Once, when I wrote to my dad and told him how crappy things were and begged him to let me stay with him, he wrote back that life is about adjustment. I couldn’t tell if he was talking about me or himself. He went on about Corporal Edwards, saying how when he returned home from the war, he found raccoons nesting in his cabin, his wife run off to New Orleans. Sure, being adjusted is easy if you’re dead, I thought, and in some book.
The shore’s rushing toward us, and I’m about to mouth off when it comes to me, the daydream from my other fishing trips. Me tumbling over the side, my mom and my stepfather seeing it all and springing into action to save me. I picture how they’ll worry, the quick sad flash in their faces. And then it’s like, why not? I mean, what if this is the thing, the one thing that’ll make everything else okay? And then it’s like I can’t not do it. I look around. The lake’s clear. I think about it, and then I stop thinking about it. I ball my legs and grip my knees, and I go.
Halfway over, I hear my mom shriek. I’m in the air, and my stepfather’s killed the engine. For a split second it’s like it’s all falling into place. They’re watching, I know they’re watching, and I want to keep this moment forever, the quiet, the smell of the lake below me, the wind whipping my hair, everything belonging, me belonging, just like I wanted.

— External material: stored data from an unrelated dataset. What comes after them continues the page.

PR #246, opened 2020-06-30
Make GitHubDataFetcher thread safe

### LINKED ISSUE #210: Update of required after cleanup in GitHubDataFetcher
During some test with `GitHubDataFetcher` and the `cleanup()` method it looks like that use of more than one instance of `GitHubDataFetcher` leads to invalid/outdated data in `localRepositoriesInfo`

As if instance A of `GitHubDataFetcher` runs the `cleanup()` and afterwards a new instance B is created it loads the outdated information via `loadLocalRepositoriesInfo()` in the c'tor.

Perhaps after the clean up is finished [see here](https://github.com/SAP/fosstars-rating-core/blob/0d28e118ddbf158a10efe38d4828a629a3371b0c/src/main/java/com/sap/sgs/phosphor/fosstars/data/github/GitHubDataFetcher.java#L396) the `storeLocalRepositoriesInfo()` should be called (and a `synchronized` be added to the `storeLocalRepositoriesInfo()`).

Maybe this is not a harmful bug or not a bug at all, but at least I wanted to ask 🙂

### LINKED ISSUE #221: Change map(s) in GitHubDataFetcher to static
At least the [localRepositoriesInfo ](https://github.com/SAP/fosstars-rating-core/blob/master/src/main/java/com/sap/sgs/phosphor/fosstars/data/github/GitHubDataFetcher.java#L120) map in `GitHubDataFetcher` should be static [see comment here](https://github.com/SAP/fosstars-rating-core/pull/218#discussion_r435899992) which I unfortunately missed in the PR.

Additional I would question if [localRepositories](https://github.com/SAP/fosstars-rating-core/blob/master/src/main/java/com/sap/sgs/phosphor/fosstars/data/github/GitHubDataFetcher.java#L109) should be static as well.

As I missed it in my PR I would volunteer to create a PR (next week).
If someone has time earlier feel free to create a PR earlier.

sourabhsparkala:
- `localRepositoriesInfo` has to be set to `static`.
  - Also, with new `GitHubDataFetcher` instance, this Map is loaded with the current list of local repositories. As expected.
- `storeLocalRepositoriesInfo()` is required at the end of `cleanup()`
- Add multiple test case scenarios
  - Update GitHub instance and confirm if fetcher is using the new GitHub instance
  - Load a repository and clean up the repository
  - Clean up the repository without loading the repository
  - Test multi-thread access to synchronized methods
  - Test multi-thread parallel access to a single synchronized method
  - Check if localRepositoriesInfo.json file is being updated on each load and clean up tasks

This fixes #210 
This fixes #221

### DIFF
--- a/src/main/java/com/sap/sgs/phosphor/fosstars/data/github/GitHubDataFetcher.java
+++ b/src/main/java/com/sap/sgs/phosphor/fosstars/data/github/GitHubDataFetcher.java
@@ -385,8 +385,8 @@ public class GitHubDataFetcher {
         throw new IOException(String.format("Hey! %s is not a file!", path));
       }
 
-      LOCAL_REPOSITORIES_INFO
-          .putAll(MAPPER.readValue(Files.newInputStream(path), LOCAL_REPOSITORIES_TYPE_REF));
+      LOCAL_REPOSITORIES_INFO.putAll(
+          MAPPER.readValue(Files.newInputStream(path), LOCAL_REPOSITORIES_TYPE_REF));
     }
   }
 
@@ -395,7 +395,7 @@ public class GitHubDataFetcher {
    *
    * @throws IOException If something went wrong.
    */
-  protected static void storeLocalRepositoriesInfo() throws IOException {
+  private static void storeLocalRepositoriesInfo() throws IOException {
     synchronized (LOCAL_REPOSITORIES_INFO) {
       Files.write(
           DEFAULT_PATH_LOCAL_REPOSITORIES_INFO_FILE,
--- a/src/main/java/com/sap/sgs/phosphor/fosstars/data/github/GitHubDataFetcher.java
+++ b/src/main/java/com/sap/sgs/phosphor/fosstars/data/github/GitHubDataFetcher.java
@@ -37,9 +37,13 @@ import org.kohsuke.github.GitHub;
 import org.kohsuke.github.HttpException;
 
 /**
+ * <p>
  * Helper class for GitHub data providers which pulls the data from a GitHub repository. Also, the
  * class caches the fetched data for a certain amount of time.
- * <p>The class is thread-safe.</p>
+ * </p>
+ * <p>
+ * The class is thread-safe.
+ * </p>
  */
 public class GitHubDataFetcher {
 
@@ -67,17 +71,18 @@ public class GitHubDataFetcher {
   /**
    * The default base directory.
    */
-  private static final String DEFAULT_DIRECTORY = ".fosstars/repositories";
+  static final Path DEFAULT_DIRECTORY = Paths.get(".fosstars/repositories");
 
   /**
    * The default file for info about local repositories.
    */
-  private static final String DEFAULT_LOCAL_REPOSITORIES_INFO_FILE = "local_repositories_info.json";
+  private static final Path DEFAULT_PATH_LOCAL_REPOSITORIES_INFO_FILE
+      = DEFAULT_DIRECTORY.resolve("local_repositories_info.json");
 
   /**
    * Maximum size of the cache for local repositories.
    */
-  private static final int LOCAL_REPOSITORIES_CACHE_CAPACITY = 100;
+  static final int LOCAL_REPOSITORIES_CACHE_CAPACITY = 100;
 
   /**
    * This flag doesn't allow exceeding the maximum cache size.
@@ -85,20 +90,25 @@ public class GitHubDataFetcher {
   private static final boolean SCAN_UNTIL_REMOVABLE = true;
 
   /**
-   * Lock to synchronize access to localRepositoriesInfo.
+   * A synchronized cache of local repositories.
    */
-  private static final Object LOCAL_REPOSITORIES_INFO_LOCK = new Object();
+  static final Map<GitHubProject, LocalRepository> LOCAL_REPOSITORIES
+      = Collections.synchronizedMap(
+        new LRUMap<>(LOCAL_REPOSITORIES_CACHE_CAPACITY, SCAN_UNTIL_REMOVABLE));
 
   /**
-   * A cache of local repositories.
+   * Synchronized map containing info about local repositories.
    */
-  static final LRUMap<GitHubProject, LocalRepository> LOCAL_REPOSITORIES
-      = new LRUMap<>(LOCAL_REPOSITORIES_CACHE_CAPACITY, SCAN_UNTIL_REMOVABLE);
+  static final Map<URL, LocalRepositoryInfo> LOCAL_REPOSITORIES_INFO
+      = Collections.synchronizedMap(new HashMap<>());
 
-  /**
-   * Info about local repositories.
-   */
-  static final Map<URL, LocalRepositoryInfo> LOCAL_REPOSITORIES_INFO = new HashMap<>();
+  static {
+    try {
+      loadLocalRepositoriesInfo();
+    } catch (IOException e) {
+      throw new ExceptionInInitializerError(e);
+    }
+  }
 
   /**
    * An interface to the GitHub API.
@@ -109,11 +119,6 @@ public class GitHubDataFetcher {
    * A limited capacity cache to store the repository of a {@link GitHubProject}.
    */
   private final GitHubDataCache<GHRepository> repositoryCache = new GitHubDataCache<>();
-
-  /**
-   * A base directory.
-   */
-  private final Path base;
 
   /**
    * Defines how often new updates should be pulled to a local repository.
@@ -127,7 +132,17 @@ public class GitHubDataFetcher {
    * @throws IOException If something went wrong.
    */
   public GitHubDataFetcher(GitHub github) throws IOException {
-    this(github, Paths.get(DEFAULT_DIRECTORY));
+    Objects.requireNonNull(github, "Hey! An interface to GitHub can not be null!");
+
+    if (!Files.exists(DEFAULT_DIRECTORY)) {
+      Files.createDirectories(DEFAULT_DIRECTORY);
+    }
+
+    if (!Files.isDirectory(DEFAULT_DIRECTORY)) {
+      throw new IOException(String.format("Hey! %s is not a directory!", DEFAULT_DIRECTORY));
+    }
+
+    this.github = github;
   }
 
   /**
@@ -143,31 +158,6 @@ public class GitHubDataFetcher {
   public synchronized void set(GitHub github) {
     Objects.requireNonNull(github, "Hey! An interface to GitHub can not be null!");
     this.github = github;
-  }
-
-  /**
-   * Initializes a new data fetcher.
-   *
-   * @param github An interface to the GitHub API.
-   * @param base A base directory.
-   * @throws IOException If something went wrong.
-   */
-  public GitHubDataFetcher(GitHub github, Path base) throws IOException {
-    Objects.requireNonNull(github, "Hey! An interface to GitHub can not be null!");
-    Objects.requireNonNull(base, "Hey! Base directory can not be null!");
-
-    if (!Files.exists(base)) {
-      Files.createDirectories(base);
-    }
-
-    if (!Files.isDirectory(base)) {
-      throw new IOException(String.format("Hey! %s is not a directory!", base));
-    }
-
-    this.base = base;
-    this.github = github;
-
-    loadLocalRepositoriesInfo();
   }
 
   /**
@@ -240,15 +230,14 @@ public class GitHubDataFetcher {
    */
   public LocalRepository localRepositoryFor(GitHubProject project) throws IOException {
     Objects.requireNonNull(project, "On no! Project is null!");
-    synchronized (LOCAL_REPOSITORIES_INFO_LOCK) {
-      LocalRepository repository = LOCAL_REPOSITORIES.get(project);
-      if (repository == null) {
-        repository = loadLocalRepositoryFor(project);
-        LOCAL_REPOSITORIES.put(project, repository);
-      }
+    LocalRepository repository = LOCAL_REPOSITORIES.get(project);
 
-      return repository;
+    if (repository == null) {
+      repository = loadLocalRepositoryFor(project);
+      LOCAL_REPOSITORIES.put(project, repository);
     }
+
+    return repository;
   }
 
   /**
@@ -261,41 +250,44 @@ public class GitHubDataFetcher {
   private LocalRepository loadLocalRepositoryFor(GitHubProject project) throws IOException {
     Objects.requireNonNull(project, "On no! Project is null!");
 
-    LocalRepositoryInfo info = LOCAL_REPOSITORIES_INFO.get(project.url());
-    if (info == null) {
-      Path repositoryPath = base.resolve(project.organization().name()).resolve(project.name());
+    synchronized (LOCAL_REPOSITORIES_INFO) {
+      LocalRepositoryInfo info = LOCAL_REPOSITORIES_INFO.get(project.url());
+      if (info == null) {
+        Path repositoryPath =
+            DEFAULT_DIRECTORY.resolve(project.organization().name()).resolve(project.name());
 
-      info = new LocalRepositoryInfo(repositoryPath, Date.from(Instant.now()), project.url());
+        info = new LocalRepositoryInfo(repositoryPath, Date.from(Instant.now()), project.url());
+      }
+
+      if (Files.isRegularFile(info.path())) {
+        LOGGER.warn("{} is a file but it should be a directory, let's remove it", info.path());
+        Files.delete(info.path());
+      }
+
+      Optional<Repository> repository = openRepository(info.path());
+      if (!repository.isPresent()) {
+        Files.deleteIfExists(info.path());
+        clone(project, info.path());
+        repository = openRepository(info.path());
+      }
+
+      if (!repository.isPresent()) {
+        throw new IOException("Could not fetch project's repository!");
+      }
+
+      LocalRepository localRepository = new LocalRepository(info, repository.get());
+
+      if (shouldUpdate(localRepository)) {
+        LOGGER.info("Pulling updates from {} ...", project.url());
+        localRepository.pull();
+      }
+
+      info.updated(Date.from(Instant.now()));
+      LOCAL_REPOSITORIES_INFO.put(project.url(), info);
+      storeLocalRepositoriesInfo();
+
+      return localRepository;
     }
-
-    if (Files.isRegularFile(info.path())) {
-      LOGGER.warn("{} is a file but it should be a directory, let's remove it", info.path());
-      Files.delete(info.path());
-    }
-
-    Optional<Repository> repository = openRepository(info.path());
-    if (!repository.isPresent()) {
-      Files.deleteIfExists(info.path());
-      clone(project, info.path());
-      repository = openRepository(info.path());
-    }
-
-    if (!repository.isPresent()) {
-      throw new IOException("Could not fetch project's repository!");
-    }
-
-    LocalRepository localRepository = new LocalRepository(info, repository.get());
-
-    if (shouldUpdate(localRepository)) {
-      LOGGER.info("Pulling updates from {} ...", project.url());
-      localRepository.pull();
-    }
-
-    info.updated(Date.from(Instant.now()));
-    LOCAL_REPOSITORIES_INFO.put(project.url(), info);
-    storeLocalRepositoriesInfo();
-
-    return localRepository;
   }
 
   /**
@@ -381,14 +373,15 @@ public class GitHubDataFetcher {
    * @return The info about local repositories.
    * @throws IOException If something went wrong.
    */
-  protected void loadLocalRepositoriesInfo() throws IOException {
-    synchronized (LOCAL_REPOSITORIES_INFO_LOCK) {
-      Path path = base.resolve(DEFAULT_LOCAL_REPOSITORIES_INFO_FILE);
-
+  static void loadLocalRepositoriesInfo() throws IOException {
+    Path path = DEFAULT_PATH_LOCAL_REPOSITORIES_INFO_FILE;
+    synchronized (LOCAL_REPOSITORIES_INFO) {
       if (!Files.exists(path)) {
         LOCAL_REPOSITORIES_INFO.clear();
         return;
-      } else if (!Files.isRegularFile(path)) {
+      }
+
+      if (!Files.isRegularFile(path)) {
         throw new IOException(String.format("Hey! %s is not a file!", path));
       }
 
@@ -402,10 +395,10 @@ public class GitHubDataFetcher {
    *
    * @throws IOException If something went wrong.
    */
-  protected void storeLocalRepositoriesInfo() throws IOException {
-    synchronized (LOCAL_REPOSITORIES_INFO_LOCK) {
+  protected static void storeLocalRepositoriesInfo() throws IOException {
+    synchronized (LOCAL_REPOSITORIES_INFO) {
       Files.write(
-          base.resolve(DEFAULT_LOCAL_REPOSITORIES_INFO_FILE),
+          DEFAULT_PATH_LOCAL_REPOSITORIES_INFO_FILE,
           MAPPER.writeValueAsBytes(LOCAL_REPOSITORIES_INFO));
     }
   }
@@ -421,7 +414,7 @@ public class GitHubDataFetcher {
 
     LOGGER.info("Cleaning up local repositories ...");
 
-    synchronized (LOCAL_REPOSITORIES_INFO_LOCK) {
+    synchronized (LOCAL_REPOSITORIES_INFO) {
       BigInteger total = BigInteger.valueOf(0L);
       for (Map.Entry<URL, LocalRepositoryInfo> entry : LOCAL_REPOSITORIES_INFO.entrySet()) {
         LocalRepositoryInfo info = entry.getValue();
--- a/src/main/java/com/sap/sgs/phosphor/fosstars/data/github/GitHubDataFetcher.java
+++ b/src/main/java/com/sap/sgs/phosphor/fosstars/data/github/GitHubDataFetcher.java
@@ -39,6 +39,7 @@ import org.kohsuke.github.HttpException;
 /**
  * Helper class for GitHub data providers which pulls the data from a GitHub repository. Also, the
  * class caches the fetched data for a certain amount of time.
+ * <p>The class is thread-safe.</p>
  */
 public class GitHubDataFetcher {
 
@@ -53,7 +54,7 @@ public class GitHubDataFetcher {
   private static final ObjectMapper MAPPER = new ObjectMapper();
 
   /**
-   * A type reference for serializing {@link #localRepositoriesInfo}.
+   * A type reference for serializing {@link #LOCAL_REPOSITORIES_INFO}.
    */
   private static final TypeReference<HashMap<URL, LocalRepositoryInfo>> LOCAL_REPOSITORIES_TYPE_REF
       = new TypeReference<HashMap<URL, LocalRepositoryInfo>>() {};
@@ -89,6 +90,17 @@ public class GitHubDataFetcher {
   private static final Object LOCAL_REPOSITORIES_INFO_LOCK = new Object();
 
   /**
+   * A cache of local repositories.
+   */
+  static final LRUMap<GitHubProject, LocalRepository> LOCAL_REPOSITORIES
+      = new LRUMap<>(LOCAL_REPOSITORIES_CACHE_CAPACITY, SCAN_UNTIL_REMOVABLE);
+
+  /**
+   * Info about local repositories.
+   */
+  static final Map<URL, LocalRepositoryInfo> LOCAL_REPOSITORIES_INFO = new HashMap<>();
+
+  /**
    * An interface to the GitHub API.
    */
   private GitHub github;
@@ -99,20 +111,9 @@ public class GitHubDataFetcher {
   private final GitHubDataCache<GHRepository> repositoryCache = new GitHubDataCache<>();
 
   /**
-   * A cache of local repositories.
-   */
-  final LRUMap<GitHubProject, LocalRepository> localRepositories
-      = new LRUMap<>(LOCAL_REPOSITORIES_CACHE_CAPACITY, SCAN_UNTIL_REMOVABLE);
-
-  /**
    * A base directory.
    */
   private final Path base;
-
-  /**
-   * Info about local repositories.
-   */
-  private final Map<URL, LocalRepositoryInfo> localRepositoriesInfo;
 
   /**
    * Defines how often new updates should be pulled to a local repository.
@@ -166,7 +167,7 @@ public class GitHubDataFetcher {
     this.base = base;
     this.github = github;
 
-    this.localRepositoriesInfo = loadLocalRepositoriesInfo();
+    loadLocalRepositoriesInfo();
   }
 
   /**
@@ -239,14 +240,15 @@ public class GitHubDataFetcher {
    */
   public LocalRepository localRepositoryFor(GitHubProject project) throws IOException {
     Objects.requireNonNull(project, "On no! Project is null!");
+    synchronized (LOCAL_REPOSITORIES_INFO_LOCK) {
+      LocalRepository repository = LOCAL_REPOSITORIES.get(project);
+      if (repository == null) {
+        repository = loadLocalRepositoryFor(project);
+        LOCAL_REPOSITORIES.put(project, repository);
+      }
 
-    LocalRepository repository = localRepositories.get(project);
-    if (repository == null) {
-      repository = loadLocalRepositoryFor(project);
-      localRepositories.put(project, repository);
+      return repository;
     }
-
-    return repository;
   }
 
   /**
@@ -259,46 +261,41 @@ public class GitHubDataFetcher {
   private LocalRepository loadLocalRepositoryFor(GitHubProject project) throws IOException {
     Objects.requireNonNull(project, "On no! Project is null!");
 
-    synchronized (LOCAL_REPOSITORIES_INFO_LOCK) {
-      LocalRepositoryInfo info = localRepositoriesInfo.get(project.url());
-      if (info == null) {
-        Path repositoryPath = base
-            .resolve(project.organization().name())
-            .resolve(project.name());
+    LocalRepositoryInfo info = LOCAL_REPOSITORIES_INFO.get(project.url());
+    if (info == null) {
+      Path repositoryPath = base.resolve(project.organization().name()).resolve(project.name());
 
-        info = new LocalRepositoryInfo(
-            repositoryPath, Date.from(Instant.now()), project.url());
-      }
-
-      if (Files.isRegularFile(info.path())) {
-        LOGGER.warn("{} is a file but it should be a directory, let's remove it", info.path());
-        Files.delete(info.path());
-      }
-
-      Optional<Repository> repository = openRepository(info.path());
-      if (!repository.isPresent()) {
-        Files.deleteIfExists(info.path());
-        clone(project, info.path());
-        repository = openRepository(info.path());
-      }
-
-      if (!repository.isPresent()) {
-        throw new IOException("Could not fetch project's repository!");
-      }
-
-      LocalRepository localRepository = new LocalRepository(info, repository.get());
-
-      if (shouldUpdate(localRepository)) {
-        LOGGER.info("Pulling updates from {} ...", project.url());
-        localRepository.pull();
-      }
-
-      info.updated(Date.from(Instant.now()));
-      localRepositoriesInfo.put(project.url(), info);
-      storeLocalRepositoriesInfo();
-
-      return localRepository;
+      info = new LocalRepositoryInfo(repositoryPath, Date.from(Instant.now()), project.url());
     }
+
+    if (Files.isRegularFile(info.path())) {
+      LOGGER.warn("{} is a file but it should be a directory, let's remove it", info.path());
+      Files.delete(info.path());
+    }
+
+    Optional<Repository> repository = openRepository(info.path());
+    if (!repository.isPresent()) {
+      Files.deleteIfExists(info.path());
+      clone(project, info.path());
+      repository = openRepository(info.path());
+    }
+
+    if (!repository.isPresent()) {
+      throw new IOException("Could not fetch project's repository!");
+    }
+
+    LocalRepository localRepository = new LocalRepository(info, repository.get());
+
+    if (shouldUpdate(localRepository)) {
+      LOGGER.info("Pulling updates from {} ...", project.url());
+      localRepository.pull();
+    }
+
+    info.updated(Date.from(Instant.now()));
+    LOCAL_REPOSITORIES_INFO.put(project.url(), info);
+    storeLocalRepositoriesInfo();
+
+    return localRepository;
   }
 
   /**
@@ -384,19 +381,19 @@ public class GitHubDataFetcher {
    * @return The info about local repositories.
    * @throws IOException If something went wrong.
    */
-  protected Map<URL, LocalRepositoryInfo> loadLocalRepositoriesInfo() throws IOException {
+  protected void loadLocalRepositoriesInfo() throws IOException {
     synchronized (LOCAL_REPOSITORIES_INFO_LOCK) {
       Path path = base.resolve(DEFAULT_LOCAL_REPOSITORIES_INFO_FILE);
 
       if (!Files.exists(path)) {
-        return new HashMap<>();
-      }
-
-      if (!Files.isRegularFile(path)) {
+        LOCAL_REPOSITORIES_INFO.clear();
+        return;
+      } else if (!Files.isRegularFile(path)) {
         throw new IOException(String.format("Hey! %s is not a file!", path));
       }
 
-      return MAPPER.readValue(Files.newInputStream(path), LOCAL_REPOSITORIES_TYPE_REF);
+      LOCAL_REPOSITORIES_INFO
+          .putAll(MAPPER.readValue(Files.newInputStream(path), LOCAL_REPOSITORIES_TYPE_REF));
     }
   }
 
@@ -409,7 +406,7 @@ public class GitHubDataFetcher {
     synchronized (LOCAL_REPOSITORIES_INFO_LOCK) {
       Files.write(
           base.resolve(DEFAULT_LOCAL_REPOSITORIES_INFO_FILE),
-          MAPPER.writeValueAsBytes(localRepositoriesInfo));
+          MAPPER.writeValueAsBytes(LOCAL_REPOSITORIES_INFO));
     }
   }
 
@@ -417,15 +414,16 @@ public class GitHubDataFetcher {
    * Cleans up local repositories.
    *
    * @param strategy Decides which repositories need to cleaned up.
+   * @throws IOException If something goes wrong.
    */
-  public void cleanup(CleanupStrategy strategy) {
+  public void cleanup(CleanupStrategy strategy) throws IOException {
     Objects.requireNonNull(strategy, "Hey! Cleanup strategy can't be null!");
 
     LOGGER.info("Cleaning up local repositories ...");
 
     synchronized (LOCAL_REPOSITORIES_INFO_LOCK) {
       BigInteger total = BigInteger.valueOf(0L);
-      for (Map.Entry<URL, LocalRepositoryInfo> entry : localRepositoriesInfo.entrySet()) {
+      for (Map.Entry<URL, LocalRepositoryInfo> entry : LOCAL_REPOSITORIES_INFO.entrySet()) {
         LocalRepositoryInfo info = entry.getValue();
         if (!Files.exists(info.path())) {
           continue;
@@ -434,7 +432,7 @@ public class GitHubDataFetcher {
       }
 
       Set<URL> toBeRemoved = new HashSet<>();
-      for (Map.Entry<URL, LocalRepositoryInfo> entry : localRepositoriesInfo.entrySet()) {
+      for (Map.Entry<URL, LocalRepositoryInfo> entry : LOCAL_REPOSITORIES_INFO.entrySet()) {
         URL url = entry.getKey();
         LocalRepositoryInfo info = entry.getValue();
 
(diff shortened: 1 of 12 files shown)


sourabhsparkala:
Test cases covered
- `testUpdateGithubInstance()`
  - Update the GitHub instance of `fetcher` and confirm that after update the new `Github` instance is used
- `testLoadAndCleanRepository()`
  - A basic workflow
  - Load a new project
    - Verify if the local repository exists
  - Clean the project
    - Verify that local repository does not exist
  - Confirm that `local_repositories_info.json` is updated after each modification
- `testCleanAndLoadRepository()`
  - A basic workflow
  - Clean a nonexistent project
    - Verify that local repository does not exist
  - Load a new project
    - Verify if the local repository exists
  - Confirm that `local_repositories_info.json` is updated after each modification
- `testMultiGithubInstanceAndAccessRepo()`
  - Create multiple GitHub instances and update using fetcher and confirm if the fetcher is using the latest GitHub instance.
  - Confirm that fetcher is using updated GitHub instance when accessing repo and updating the list
- `testMultiThreadReadAndUpdate()`
  - Multi-Threaded approach
  - Verify `synchronized` block. Initiate a thread (first-thread) to clean an existing project from local repository.
  - During cleanup, initiate another thread (second-thread) to load project from repository
  - The second-thread should wait for the completion of first-thread
- `testMultiThreadLocalRepoInfoTest()` and `testMultiThreadCleanUpTest()`
  - Multi-Threaded approach
  - Parallel regressive execution of multiple threads calling a single synchronized method with a single project and then confirming that there is no disturbance in the final output.
- `testLocalRepositoriesInfoJson()`
  - Load new projects (2)
    - Confirm that `local_repositories_info.json` is updated
  - Clean a project (1)
    - Confirm that `local_repositories_info.json` is updated

artem-smotrakov:
> `localRepositoriesInfo` need not be static as it is read consistently by `loadLocalRepositoriesInfo()` which contains a `synchronized` block in `GitHubDataFetcher`
> * Also, with new `GitHubDataFetcher` instance, this Map is loaded with the current list of local repositories. As expected.

`localRepositoriesInfo` contains info about repositories that have been already cloned. The info is loaded from `DEFAULT_LOCAL_REPOSITORIES_INFO_FILE`. The file reflects the content of `DEFAULT_DIRECTORY`. Since all instances of `GitHubDataFetcher` use the cloned repositories, then they need to share the same instance of `localRepositoriesInfo`. That's why `localRepositoriesInfo` should be static. The access to the info should be synchronized to avoid possible race conditions.

src/main/java/com/sap/sgs/phosphor/fosstars/data/github/GitHubDataFetcher.java
```diff
@@ -101,7 +101,7 @@
   /**
    * A cache of local repositories.
    */
-  final LRUMap<GitHubProject, LocalRepository> localRepositories
+  static final LRUMap<GitHubProject, LocalRepository> localRepositories
       = new LRUMap<>(LOCAL_REPOSITORIES_CACHE_CAPACITY, SCAN_UNTIL_REMOVABLE);
```
artem-smotrakov, line 105: @mibo Did you want to be able to set capacity of this cache?

src/main/java/com/sap/sgs/phosphor/fosstars/data/github/GitHubDataFetcher.java
```diff
@@ -101,7 +101,7 @@
   /**
    * A cache of local repositories.
    */
-  final LRUMap<GitHubProject, LocalRepository> localRepositories
+  static final LRUMap<GitHubProject, LocalRepository> localRepositories
```
artem-smotrakov, line 104: If you'd like to make it static, please follow the naming conventions for static field. It should be `LOCAL_REPOSITORIES`. The static field should be moved to the other static fields.

artem-smotrakov, line 104: `LRUMap` is not thread-safe.

https://commons.apache.org/proper/commons-collections/apidocs/org/apache/commons/collections4/map/LRUMap.html

Please make sure that there are no race conditions when the cache is accessed by multiple threads.

artem-smotrakov:
@sourabhsparkala Could  you Please put a note to the description of the class that says that the class is thread-safe?

```
<p>The class is thread-safe.</p>
```

src/main/java/com/sap/sgs/phosphor/fosstars/data/github/GitHubDataFetcher.java
sourabhsparkala: I have moved the variable usage inside the `synchronized` block to be thread-safe.

mibo:
> > `localRepositoriesInfo` need not be static as it is read consistently by `loadLocalRepositoriesInfo()` which contains a `synchronized` block in `GitHubDataFetcher`
> > 
> > * Also, with new `GitHubDataFetcher` instance, this Map is loaded with the current list of local repositories. As expected.
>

Then I glance back, and it’s lost. They haven’t seen me at all. That pink hat has flown off my mom’s head — that’s why my stepfather stopped the boat — and they’re looking the other way, watching as the hat floats on a breeze. And it’s like, really? Really? I take a breath, but before I can shout to them, the lake reaches up to slap me and pull me in, and I’m gone.
THEY WERE HIKING DOWN THE HILL when they first heard the singing — a distant, lone man’s voice that seemed to echo off the river, or maybe off the canyon walls that rose at the trail’s end. Shelly said she thought the singing might be a radio, and Josh, her husband, said he wasn’t sure.
The hike was short, just over a half mile from the parking lot to the opening of Boquillas Canyon, where you were supposed to stop and watch the Rio Grande pouring between the sheer cliffs. The singing continued as they descended to the river’s edge, where the reeds kept them from seeing anything but the trail itself and the sky above. Cuando, the voice said, pleading.
“Probably one of those guys in the shelter,” Josh said. At the top of the hill, they had looked across the river and seen a small shelter made of sticks with four Mexican men squatting beneath it. Shelly had felt a pang of guilt while studying them — for being invasive, for being the privileged white woman peering into someone else’s hardscrabble life — but she couldn’t help looking. Mexico itself didn’t so much fascinate her as did the simple notion of a wholly foreign place just across the river.